I'm sure someone in the management will manage to justify it, but I'll just say this, unless they are buying a fleet of much quicker vans, you can't get papers from Oldham to Liverpool as fast as you can get papers from Liverpool to Liverpool.
About 10 years ago before I started teaching journalism, my last job as a real journalist, as opposed to a blowhard columnist, was as night editor of the Daily Post, a job based in the Liverpool head office (this was before the title was split into distinct Welsh and English operations and the Llandudno Junction offices of the Post opened)
The building was and is unlovely, brutalist, concrete and won't be mourned if it's pulled down. But reputedly if Scouse workers there, who are proud of industrial achievement, are to be believed, it had the largest concrete roof in Europe.

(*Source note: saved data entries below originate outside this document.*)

PR #842, opened 2024-03-05
Prevent billion laughs attacks in isolated external parser (part of #839)

hartwork:
Part of #839

CC (in alphabetic order) @catenacyber @RMJ10 @Snild-Sony

### DIFF
--- a/expat/lib/xmlparse.c
+++ b/expat/lib/xmlparse.c
@@ -7787,6 +7787,8 @@ copyString(const XML_Char *s, const XML_Memory_Handling_Suite *memsuite) {
 
 static float
 accountingGetCurrentAmplification(XML_Parser rootParser) {
+  //                                          1.........1.........12 => 22
+  const size_t lenOfShortestInclude = sizeof("<!ENTITY a SYSTEM 'b'>") - 1;
   const XmlBigCount countBytesOutput
       = rootParser->m_accounting.countBytesDirect
         + rootParser->m_accounting.countBytesIndirect;
@@ -7794,7 +7796,9 @@ accountingGetCurrentAmplification(XML_Parser rootParser) {
       = rootParser->m_accounting.countBytesDirect
             ? (countBytesOutput
                / (float)(rootParser->m_accounting.countBytesDirect))
-            : 1.0f;
+            : ((lenOfShortestInclude
+                + rootParser->m_accounting.countBytesIndirect)
+               / (float)lenOfShortestInclude);
   assert(! rootParser->m_parentParser);
   return amplificationFactor;
 }
--- a/expat/tests/acc_tests.c
+++ b/expat/tests/acc_tests.c
@@ -378,6 +378,63 @@ START_TEST(test_helper_unsigned_char_to_printable) {
     fail("unsignedCharToPrintable result mistaken");
 }
 END_TEST
+
+START_TEST(test_amplification_isolated_external_parser) {
+  // NOTE: Length 44 is precisely twice the length of "<!ENTITY a SYSTEM 'b'>"
+  // (22) that is used in function accountingGetCurrentAmplification in
+  // xmlparse.c.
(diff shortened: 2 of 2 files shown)


Snild-Sony:
I would like a lot more info in the fix's commit message: how does the problem happen, and why does the commit fix it?

Also, is it even valid to run an external parser without having parsed a single byte of the parent document? Is there a valid usecase for that, or should it just be disallowed?

hartwork:
> I would like a lot more info in the fix's commit message: how does the problem happen, and why does the commit fix it?

@Snild-Sony that's a valid point. I'm a bit shy with prose that goes into public Git history forever and find out a week later that something was off. I'll look into it :+1: 

> Also, is it even valid to run an external parser without having parsed a single byte of the parent document? Is there a valid usecase for that, or should it just be disallowed?

Those are good questions. The API allows it and the current fuzzers do exactly that, which put a spotlight to it. Some XML IDE could do that maybe to parse a known-DTD file even without a user, not sure.

Snild-Sony:
> I'm a bit shy with prose that goes into public Git history forever

As someone who does a bunch of debugging in unfamiliar code written by others, I'll say that good commit messages are extremely helpful in understanding why some piece of code is the way it is.

Think of it as "this is what I believed at the time of making this change". If it turns out to be wrong, that's a good thing, because it's a strong signal that the change itself might also need adjustment.

hartwork:
> > I'm a bit shy with prose that goes into public Git history forever
> 
> As someone who does a bunch of debugging in unfamiliar code written by others, I'll say that good commit messages are extremely helpful in understanding why some piece of code is the way it is.
> 
> Think of it as "this is what I believed at the time of making this change". If it turns out to be wrong, that's a good thing, because it's a strong signal that the change itself might also need adjustment.

@Snild-Sony I agree but the picture misses public perception and reputation. If I'm wrong, I'd rather be wrong in private. Could be cultural.

RMJ10:
Would it be acceptable to reference (and preferably summarise) #839? That would at least give future debuggers (future you!) somewhere to start.

hartwork:
@Snild-Sony @RMJ10 you're right, I have now extended the commit message as following:

```
    lib/xmlparse.c: Detect billion laughs attack with isolated external parser
    
    When parsing DTD content with code like ..
    
      XML_Parser ext_parser = XML_ExternalEntityParserCreate(parser, NULL, NULL);
      enum XML_Status status = XML_Parse(ext_parser, doc, (int)strlen(doc), XML_TRUE);
    
    .. there are 0 bytes accounted as direct input and all input from `doc` accounted
    as indirect input.  Now function accountingGetCurrentAmplification cannot calculate
    the current amplification ratio as "(direct + indirect) / direct", and it did refuse
    to divide by 0 as one would expect, but it returned 1.0 for this case to indicate
    no amplification over direct input.  As a result, billion laughs attacks from
    DTD-only input were not detected with this isolated way of using an external parser.
    
    The new appraoch is to assume direct input of length not 0 but 22 -- derived from
    ghost input "<!ENTITY a SYSTEM 'b'>", the shortest possible way to include an external
    DTD --, and do the usual "(direct + indirect) / direct" math with "direct := 22".
    
    GitHub issue #839 has more details on this issue and its origin in ClusterFuzz
    finding 66812.
```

The roof featured in one of my favourite stories about the legendary Post sports editor, Len Capeling. At the time of the docks strike, not sure which, there have been many, one senior editorial executive would take to the roof to watch the pickets through binoculars - what he thought this would achieve that couldn't be had by simply sending a reporter to the scene is anyone's guess. After spying on the strikers he arrived at the afternoon news conference and when the subject of the strike came up announced pompously: "I have a little intelligence."
Quick as a flash Len says: "This is conference, we only want to hear breaking news."